§ RECORD EXCERPTS:

PR #610, opened 2026-06-03
`convert_from_cirq` function

### LINKED ISSUE #498: Add `convert_from_cirq`
`convert_to_cirq` was added in #307. 

We also want to add a converter function the other way. This will also make https://github.com/unitaryfoundation/mitiq/pull/2894#issuecomment-4073545419 easier as one can avoid the convoluted Cirq -> Qiskit -> Qrisp conversion path. 

Use this issue to also take a look at the changes in a9f4f967a1fc501344273705bdf72425eeed8a1f as this should have lead to a unit test failure.

purva-thakre:
## Description

Fixes #498 

## Related Issues

Closes #
Related to #

## Type of Change

- [ ] Bug Fix
- [ ] Performance improvement
- [ ] Documentation
- [ ] CI / Build

## Breaking Change?
- [ ] Yes
- [ ] No

## What was changed?

-
-

## How was it tested?

| Test-ID | Status |
|---------|--------|
| T-001   | ✅ / ❌ |
| T-002   | ✅ / ❌ |
| T-003   | ✅ / ❌ |
| T-004   | ✅ / ❌ |

## Checklist


tests/interface_tests/test_cirq_converter.py
```diff
@@ -201,3 +171,384 @@ def test_recursive_conversion():
...
+
+
+def _build_multi_valued_circ():
+    q0, q1, q2 = cirq.LineQubit.range(3)
+    g = cirq.ControlledGate(cirq.X, control_values=[(0, 1), 1])
+    return cirq.Circuit([g(q0, q1, q2)])
+
+
+def _build_global_phase_only_circ():
+    return cirq.Circuit([cirq.GlobalPhaseGate(1j).on()])
```
PietropaoloFrisoni: Is this used somewhere? if not, can we just remove it?

src/qrisp/interface/converter/cirq_converter.py
```diff
@@ -30,196 +58,409 @@ def convert_to_cirq(qrisp_circuit, cirq_qubits=None):
...
-    # get data from Qrisp circuit
-    qrisp_circ_num_qubits = qrisp_circuit.num_qubits()
-    qrisp_circ_ops_data = qrisp_circuit.data
+    # repeatedly transpile unknown gates until only known ones remain
+    def _unknown_names(circ):
+        return {
+            instr.op.name
+            for instr in circ.data
+            if instr.op.name not in gate_map
+            and instr.op.name not in ("gphase", "qb_alloc", "qb_dealloc")
```
PietropaoloFrisoni:
```suggestion
```
`"gphase"`, `"qb_alloc"`, and `"qb_dealloc"` are already in `gate_map`, so this line seems redundant

src/qrisp/interface/converter/cirq_converter.py
```diff
@@ -30,196 +58,409 @@ def convert_to_cirq(qrisp_circuit, cirq_qubits=None):
...
+    during conversion.  Cirq's automatic key generation is used instead, so
+    a round-trip (Qrisp -> Cirq -> Qrisp) will lose the original
+    classical-bit associations.
+    """
+    try:
+        import cirq
+    except (ModuleNotFoundError, ImportError):
+        raise ImportError(
+            "Cirq must be installed to be able to use the Cirq to Qrisp converter."
+        )
```
PietropaoloFrisoni:
```suggestion
    except (ModuleNotFoundError, ImportError) as exc:
        raise ImportError(
            "Cirq must be installed to be able to use the Cirq to Qrisp converter."
        ) from exc
```

https://pylint.readthedocs.io/en/latest/user_guide/messages/warning/raise-missing-from.html

Same for the other `except` below (4 in total)

src/qrisp/interface/converter/cirq_converter.py
```diff
@@ -30,196 +58,409 @@ def convert_to_cirq(qrisp_circuit, cirq_qubits=None):
...
+            continue
+
+        # controlled operations (multi-qubit)
+        if isinstance(instr.op, ControlledOperation):
+            cs = instr.op.ctrl_state
+            # ctrl_state is a string ("11") or int (-1 for all-ones);
+            # derive the number of control qubits from whichever form we got
+            n_ctrl = len(cs) if isinstance(cs, str) else (
+                instr.op.num_qubits - instr.op.base_operation.num_qubits
+            )
```
PietropaoloFrisoni:
```suggestion
            n_ctrl = len(cs)
```

Looking at the code, it seems to me that `ControlledOperation.ctrl_state` is always a `str` at this point (that is, when we reach this line of code). If this the case, we should also change the comment above.

PietropaoloFrisoni (commented):
Thanks @purva-thakre ! 🚀

tests/interface_tests/test_cirq_converter.py
purva-thakre: Good catch! I had a unit test using this but I decided to remove it as the behavior was tested elsewhere. Forgot to remove this.

src/qrisp/interface/converter/cirq_converter.py
```diff
@@ -21,205 +21,442 @@
...
+            # Convert ctrl_state for Cirq's .controlled()
+            if isinstance(cs, str):
+                ctrl_vals = [int(c) for c in cs]
+            elif isinstance(cs, int) and cs != -1:
+                # integer ctrl_state like 0b101 → [1, 0, 1]
+                ctrl_vals = [int(b) for b in bin(cs)[2:].zfill(n_ctrl)]
+            else:
+                # cs == -1 means all controls on; None tells Cirq the same
+                ctrl_vals = None
+
```
PietropaoloFrisoni:
```suggestion
            ctrl_vals = [int(c) for c in cs]

```

Same as above since we know that `cs` is a string : )

PietropaoloFrisoni (commented):
I used code coverage directly and there are a few lines of source code which are not tested (`222`, `190-191`, and `427-458` according to my tool). We don't have the requirement of testing each line of source code (as other libraries), so it is an optional suggestion whether to cover such lines as well.

purva-thakre:
> We don't have the requirement of testing each line of source code (as other libraries), so it is an optional suggestion whether to cover such lines as well.

my issue is that I am not sure which unit tests are important when the unit tests are getting excessive.

src/qrisp/interface/converter/cirq_converter.py
purva-thakre: yes, I did a similar refactor locally just a few minutes ago.

PietropaoloFrisoni:
> my issue is that I am not sure which unit tests are important when the unit tests are getting excessive.

I think that if tests are properly written and they are concise, we should add as many as possible of them when we are in doubt (although this is a simple example where JAX is not involved, there are 300+ tests in `test_quantum_circuit.py`, but it only takes about 4 seconds to run them sequentially). 

But I agree, this is also one of the reasons why we should have a proper CI-based splitting and parallelization of tests, so that we are not slowed down by them. Of course it does not make sense to have redundant tests, but if we start removing tests because they take take too long  (even when they might be useful), in my opinion we are digging our own grave

PietropaoloFrisoni (approved):

purva-thakre:
@positr0nium Do you want to take a look at this? Or can I go ahead and merge it?

src/qrisp/interface/converter/cirq_converter.py
positr0nium, line 1: Maybe also add a "roundtrip" to the grover test?

positr0nium (approved):
Thanks :)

§ PROBLEM REQUIREMENTS: Lines containing the word "approved": copy every one of them from the records above.

§ WRITTEN RESPONSE:
PietropaoloFrisoni (approved):
positr0nium (approved):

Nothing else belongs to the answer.